Input data |

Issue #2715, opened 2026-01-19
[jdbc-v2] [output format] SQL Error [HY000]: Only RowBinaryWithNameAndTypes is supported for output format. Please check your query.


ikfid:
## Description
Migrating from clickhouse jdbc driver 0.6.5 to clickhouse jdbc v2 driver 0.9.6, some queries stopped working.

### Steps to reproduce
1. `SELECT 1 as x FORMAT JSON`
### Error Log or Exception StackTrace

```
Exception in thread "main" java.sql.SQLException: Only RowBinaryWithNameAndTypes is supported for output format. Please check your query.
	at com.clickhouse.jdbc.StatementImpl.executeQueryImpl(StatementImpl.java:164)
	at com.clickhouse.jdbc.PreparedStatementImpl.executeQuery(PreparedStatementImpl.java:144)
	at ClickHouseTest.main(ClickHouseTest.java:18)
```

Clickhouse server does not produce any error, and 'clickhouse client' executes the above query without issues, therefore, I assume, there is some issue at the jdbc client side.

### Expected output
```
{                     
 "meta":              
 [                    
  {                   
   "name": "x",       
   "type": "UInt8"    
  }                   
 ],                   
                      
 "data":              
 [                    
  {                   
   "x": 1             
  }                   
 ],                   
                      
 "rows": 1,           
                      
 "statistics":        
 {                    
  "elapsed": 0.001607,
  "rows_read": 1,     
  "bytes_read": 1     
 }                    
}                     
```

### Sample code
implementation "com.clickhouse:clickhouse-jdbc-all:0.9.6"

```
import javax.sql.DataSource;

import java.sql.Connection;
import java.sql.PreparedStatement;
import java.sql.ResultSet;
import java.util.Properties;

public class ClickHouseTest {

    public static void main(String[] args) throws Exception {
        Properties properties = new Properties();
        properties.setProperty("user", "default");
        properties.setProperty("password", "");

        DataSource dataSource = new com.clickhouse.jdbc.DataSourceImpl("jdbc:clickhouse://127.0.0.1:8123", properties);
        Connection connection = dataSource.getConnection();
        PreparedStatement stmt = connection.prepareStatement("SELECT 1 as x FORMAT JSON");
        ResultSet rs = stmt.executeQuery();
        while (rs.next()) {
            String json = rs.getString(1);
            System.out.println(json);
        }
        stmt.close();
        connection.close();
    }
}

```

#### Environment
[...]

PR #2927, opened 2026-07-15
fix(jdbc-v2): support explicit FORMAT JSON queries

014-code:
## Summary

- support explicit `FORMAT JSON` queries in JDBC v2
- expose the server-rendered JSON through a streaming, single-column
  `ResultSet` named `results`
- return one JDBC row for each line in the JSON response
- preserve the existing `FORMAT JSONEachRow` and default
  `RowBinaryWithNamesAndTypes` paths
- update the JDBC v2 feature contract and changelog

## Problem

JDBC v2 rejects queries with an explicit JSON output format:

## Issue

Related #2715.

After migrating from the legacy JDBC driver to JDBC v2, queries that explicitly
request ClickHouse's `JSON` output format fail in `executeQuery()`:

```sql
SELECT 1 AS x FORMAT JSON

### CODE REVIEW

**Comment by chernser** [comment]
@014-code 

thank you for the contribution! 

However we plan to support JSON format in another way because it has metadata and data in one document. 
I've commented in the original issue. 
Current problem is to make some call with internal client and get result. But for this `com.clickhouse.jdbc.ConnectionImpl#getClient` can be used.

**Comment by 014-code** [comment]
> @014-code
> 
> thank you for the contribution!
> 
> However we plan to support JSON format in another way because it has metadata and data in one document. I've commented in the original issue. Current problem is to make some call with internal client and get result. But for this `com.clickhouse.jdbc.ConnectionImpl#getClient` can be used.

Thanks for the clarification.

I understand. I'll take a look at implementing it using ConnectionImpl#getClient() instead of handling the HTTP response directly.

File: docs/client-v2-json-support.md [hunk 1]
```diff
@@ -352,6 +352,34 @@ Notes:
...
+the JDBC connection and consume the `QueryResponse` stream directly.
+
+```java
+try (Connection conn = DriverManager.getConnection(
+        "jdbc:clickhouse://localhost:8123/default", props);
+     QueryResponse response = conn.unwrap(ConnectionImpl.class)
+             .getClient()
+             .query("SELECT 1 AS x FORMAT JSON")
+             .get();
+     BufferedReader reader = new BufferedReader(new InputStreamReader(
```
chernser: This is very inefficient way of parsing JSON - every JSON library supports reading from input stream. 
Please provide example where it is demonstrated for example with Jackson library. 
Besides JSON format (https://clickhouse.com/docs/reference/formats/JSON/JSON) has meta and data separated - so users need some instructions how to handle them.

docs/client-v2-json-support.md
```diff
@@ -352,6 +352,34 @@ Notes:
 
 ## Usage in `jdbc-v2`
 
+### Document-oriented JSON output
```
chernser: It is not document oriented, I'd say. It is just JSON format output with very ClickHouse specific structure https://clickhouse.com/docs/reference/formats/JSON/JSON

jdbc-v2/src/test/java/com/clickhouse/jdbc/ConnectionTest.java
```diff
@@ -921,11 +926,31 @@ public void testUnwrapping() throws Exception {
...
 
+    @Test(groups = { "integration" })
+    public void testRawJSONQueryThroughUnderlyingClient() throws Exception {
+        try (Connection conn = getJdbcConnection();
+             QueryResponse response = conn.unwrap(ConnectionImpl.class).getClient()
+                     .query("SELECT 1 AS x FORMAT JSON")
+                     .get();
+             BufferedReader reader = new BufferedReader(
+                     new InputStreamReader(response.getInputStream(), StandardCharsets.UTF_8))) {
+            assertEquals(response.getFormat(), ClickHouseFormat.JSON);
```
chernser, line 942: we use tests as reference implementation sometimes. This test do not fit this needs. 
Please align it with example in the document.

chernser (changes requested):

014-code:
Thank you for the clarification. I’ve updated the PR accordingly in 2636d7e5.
--
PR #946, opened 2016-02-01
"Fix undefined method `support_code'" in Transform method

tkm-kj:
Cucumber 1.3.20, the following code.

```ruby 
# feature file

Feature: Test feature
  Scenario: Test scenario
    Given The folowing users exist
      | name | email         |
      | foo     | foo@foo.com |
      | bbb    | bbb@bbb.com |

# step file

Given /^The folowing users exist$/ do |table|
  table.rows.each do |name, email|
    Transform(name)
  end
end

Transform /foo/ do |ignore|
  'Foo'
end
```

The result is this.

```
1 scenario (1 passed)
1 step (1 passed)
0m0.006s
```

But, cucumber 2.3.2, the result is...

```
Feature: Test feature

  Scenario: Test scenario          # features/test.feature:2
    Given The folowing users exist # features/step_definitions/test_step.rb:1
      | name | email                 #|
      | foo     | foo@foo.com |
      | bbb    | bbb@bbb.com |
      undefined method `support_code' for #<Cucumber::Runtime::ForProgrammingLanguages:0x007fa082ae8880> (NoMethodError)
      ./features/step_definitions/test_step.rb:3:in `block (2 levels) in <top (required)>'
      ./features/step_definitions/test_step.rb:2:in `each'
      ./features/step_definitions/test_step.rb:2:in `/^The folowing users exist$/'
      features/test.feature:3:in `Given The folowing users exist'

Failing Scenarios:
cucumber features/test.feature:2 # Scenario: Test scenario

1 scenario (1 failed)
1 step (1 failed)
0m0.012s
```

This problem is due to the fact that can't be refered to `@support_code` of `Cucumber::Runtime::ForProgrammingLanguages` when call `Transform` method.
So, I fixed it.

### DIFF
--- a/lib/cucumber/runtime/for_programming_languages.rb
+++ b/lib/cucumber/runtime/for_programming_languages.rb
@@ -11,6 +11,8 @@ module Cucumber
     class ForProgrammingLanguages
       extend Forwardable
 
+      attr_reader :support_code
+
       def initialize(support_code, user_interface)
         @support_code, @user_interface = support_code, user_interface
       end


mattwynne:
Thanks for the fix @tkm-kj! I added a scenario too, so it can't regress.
--
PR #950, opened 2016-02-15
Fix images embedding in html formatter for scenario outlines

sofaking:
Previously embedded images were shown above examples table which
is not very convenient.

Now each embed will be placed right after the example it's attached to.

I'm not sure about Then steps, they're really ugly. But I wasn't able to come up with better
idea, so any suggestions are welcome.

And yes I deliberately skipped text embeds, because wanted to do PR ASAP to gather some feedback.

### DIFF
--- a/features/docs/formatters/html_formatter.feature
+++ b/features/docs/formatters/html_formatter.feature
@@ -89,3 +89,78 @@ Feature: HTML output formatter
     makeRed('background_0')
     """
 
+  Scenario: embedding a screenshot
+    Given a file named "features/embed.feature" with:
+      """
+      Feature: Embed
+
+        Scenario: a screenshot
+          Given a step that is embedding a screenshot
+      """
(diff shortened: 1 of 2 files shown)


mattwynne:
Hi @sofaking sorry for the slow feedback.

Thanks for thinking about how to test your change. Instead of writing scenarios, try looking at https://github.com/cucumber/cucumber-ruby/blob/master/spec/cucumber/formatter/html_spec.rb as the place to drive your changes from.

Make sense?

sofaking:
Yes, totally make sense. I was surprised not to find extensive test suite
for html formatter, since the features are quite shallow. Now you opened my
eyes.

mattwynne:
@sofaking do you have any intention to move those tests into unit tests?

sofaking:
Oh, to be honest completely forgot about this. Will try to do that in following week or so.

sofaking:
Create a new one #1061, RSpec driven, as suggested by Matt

Your goal | Find every line in the data above that holds the string "Only". Give the number of such lines and nothing else.

Answer for this exercise | 2